The conviction remains controversial. Last year then-president of US group Victims of Pan Am Flight 103 told Wikinews that the vast majority were satisfied in Megrahi's guilt. UK Families Flight 103 painted a very different picture to Wikinews of the opinions in Britain: "UK Families have different views about Megrahi's guilt or innocence. Certainly some, including my husband and I, believe that we are not in a position to make a judgment about whether he was involved in some way or not," said group coordinator Jean Berkley, whose son was killed. "Much of the evidence at the trial was circumstantial and confusing and it is a fact that the Scottish Criminal Cases Review Commission, after considering the matter for three years, came to the conclusion that there were grounds for appeal. The UK families are united in believing that the full independent inquiry for which we have been asking since 1989 should now take place, to deal with the many unanswered questions and enable the evidence which would have emerged from the now abandoned appeal to be made public." This is in sharp contrast to The Daily Telegraph, which earlier reported that the majority of British families felt Megrahi was innocent.

The United States government had been strongly opposed to any possible release. US Secretary of State Hillary Clinton had previously called the possibility "absolutely wrong". MacAskill sought to justify the decision by commenting that "Compassion and mercy are about upholding the beliefs th[at] we seek to live by, remaining true to our values as a people - no matter the severity of the provocation or the atrocity perpetrated."

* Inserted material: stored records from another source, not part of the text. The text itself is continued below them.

PR #1521, opened 2016-03-16
Fix Mocha example to work with failed tests

chrisblossom:
Using the existing example, Mocha will never call done() if the test fails resulting in  `Error: timeout of 2000ms exceeded. Ensure the done() callback is being called in this test.`

Relevant PR: https://github.com/arnaudbenard/redux-mock-store/pull/32

### DIFF
--- a/docs/recipes/WritingTests.md
+++ b/docs/recipes/WritingTests.md
@@ -122,7 +122,7 @@ describe('async actions', () => {
     nock.cleanAll()
   })
 
-  it('creates FETCH_TODOS_SUCCESS when fetching todos has been done', (done) => {
+  it('creates FETCH_TODOS_SUCCESS when fetching todos has been done', () => {
     nock('http://example.com/')
       .get('/todos')
       .reply(200, { body: { todos: ['do something'] }})
@@ -133,13 +133,11 @@ describe('async actions', () => {
     ]
     const store = mockStore({ todos: [] })
 
-    store.dispatch(actions.fetchTodos())
+    return store.dispatch(actions.fetchTodos())
       .then(() => {
         const actions = store.getActions()
 
         expect(actions[0].type).toEqual(types.FETCH_TODOS_REQUEST)
-
-        done()
       })
   })
 })


gaearon:
Let’s use `.then(done, done)` instead?

chrisblossom:
I thought .then(done).catch(done) was more self explanatory for documentation purposes. Fixed as requested.

gaearon:
Yeah, I’m not really sure what people prefer. I try to avoid `.then(cont).catch(cont2)` because usually I don’t want `cont2` to catch exceptions occurring in `cont`. In this case it doesn’t matter. Also `Promise.prototype.catch()` is not part of Promises A+. In this case it doesn’t matter either as they are part of the language now.

I don’t know. What do others think? If `then(done).catch(done)` is more explanatory then perhaps we should use that instead.

chrisblossom:
I've have avoided the .then(success, fail) because of https://github.com/petkaantonov/bluebird/wiki/Promise-anti-patterns (The .then(success, fail) anti-pattern
 section). Feel it is a bit more succinct as well.

gaearon:
I still don’t understand why that is claimed to be an “anti-pattern” to be honest.
I write code like

```
callAPI().then(
  (result) => dispatch({ type: 'SUCCESS', result }),
  (error) => dispatch({ type: 'ERROR', error })
)
```

all the time and it exactly the behavior I want.

In this context,

```
callAPI().then(
  (result) => dispatch({ type: 'SUCCESS', result })
).catch(
  (error) => dispatch({ type: 'ERROR', error })
)
```

would be wrong because I would **not** want runtime errors caused by side effects from dispatch of `SUCCESS`, such as an error thrown by a component or a reducer, to be reported to the user as an app error. I would want it to be unhandled, and to be reported to the crash analytics as an unhandled rejection.

(cc @ForbesLindesay who I believe had thoughts on this)

fshowalter:
Mocha understands promises, just return the promise and drop `done()` entirely.

```
// Promise test example with mocha and expect
it('should execute promise', () => {
    function success() {
      return {
        type: 'FETCH_DATA_SUCCESS'
      };
    }

    function fetchData() {
      return dispatch => {
        return fetch('/users.json') // Some async action with promise
          .then(() => dispatch(success()));
      };
    }

    const store = mockStore({});

    return store.dispatch(fetchData())
      .then(() => {
        expect(store.getActions()[0]).toEqual(success())
      })
})
```

chrisblossom:
@fshowalter thanks for the clarification. Updated PR.

jsmapr1:
I was just coming here because of this issue. I noticed the expected actions is not used anymore. It should work if you run this. That will test the FETCH_TODOS_SUCCESS is called and the response is passed. Instead of just testing FETCH_TODOS_REQUEST.

```
 it('creates FETCH_TODOS_SUCCESS when fetching todos has been done', () => {
    nock('http://example.com/')
      .get('/todos')
      .reply(200, { body: { todos: ['do something'] }})

    const expectedActions = [
      { type: types.FETCH_TODOS_REQUEST },
      { type: types.FETCH_TODOS_SUCCESS, body: { todos: ['do something']  } }
    ]
    const store = mockStore({ todos: [] })

    return store.dispatch(actions.fetchTodos())
      .then(() => {
        const actions = store.getActions()
        expect(actions).toEqual(expectedActions)
      })
  })
```

ModuloM:
Did you test what you've proposed @jsmapr1?
Because it didn't work for me :(

But this does (with Mocha exemple this time):
```
return store.dispatch(actions.fetchTodos()).then(() => {
  expect(store.getActions()).to.deep.equal(expectedActions)
}).then(done, done)
```

jsmapr1:
I did and it worked for me and I just tried it again. Not sure why it didn't work for you, but I see that you are sill calling `done` in the next promise. You shouldn't have to do that for the reasons mentioned above. Maybe that's the problem? If it still doesn't work post the error and I'll see if I can recreate.

ModuloM:
Oh yes, I think this is because you are using Jasmine (toEqual is in Jasmine if I'm not wrong). And the problem comes from the way Mocha treats promises. In the `then` statement you should pass success callback, failure callback. So `.then(done, done)` seems to be the way to go.

jsmapr1:
Nope. I'm using mocha. toEqual is part of the [expect library](https://github.com/mjackson/expect#toequal) which is being used on these tests.

chrisblossom:
https://github.com/reactjs/redux/pull/1549 merged solving same issue.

Megrahi issued a statement shortly before leaving HMP Greenock in which he maintained his innocence. "The remaining days of my life are being lived under the shadow of the wrongness of my conviction. I have been faced with an appalling choice: to risk dying in prison in the hope that my name is cleared posthumously or to return home still carrying the weight of the guilty verdict, which will never now be lifted. The choice which I made is a matter of sorrow, disappointment and anger, which I fear I will never overcome," said Megrahi.

I want him returned from Scotland the same way my wife Lorraine was and that would be in a box

—US victim

Robert Gibbs, press secretary for the White House, said "The United States deeply regrets the decision by the Scottish Executive to release Abdel Basset Mohamed al-Megrahi. As we have expressed repeatedly to officials of the government of the United Kingdom and to Scottish authorities, we continue to believe that Megrahi should serve out his sentence in Scotland." Many US victims have also reacted with anger.

Many US victims' families have reacted with anger. One relative commented that "This might sound crude or blunt, but I want him returned from Scotland the same way my wife Lorraine was and that would be in a box." Dr. Jim Swire, a UK victim, disagreed, saying Megrahi had "nothing to do with" the disaster and calling the earlier dropping of the appeal "a blow to those of us who seek the truth."

Megrahi's plane was greeted by crowds in Tripoli waving both Libyan and Scottish flags. Seif al-Islam, son of Libyan leader Moamer Kadhafi, held his hand as he exited the aircraft amid heavy security. Loudspeakers broadcast patriotic music and it is reported that celebrations are ongoing in Tripoli.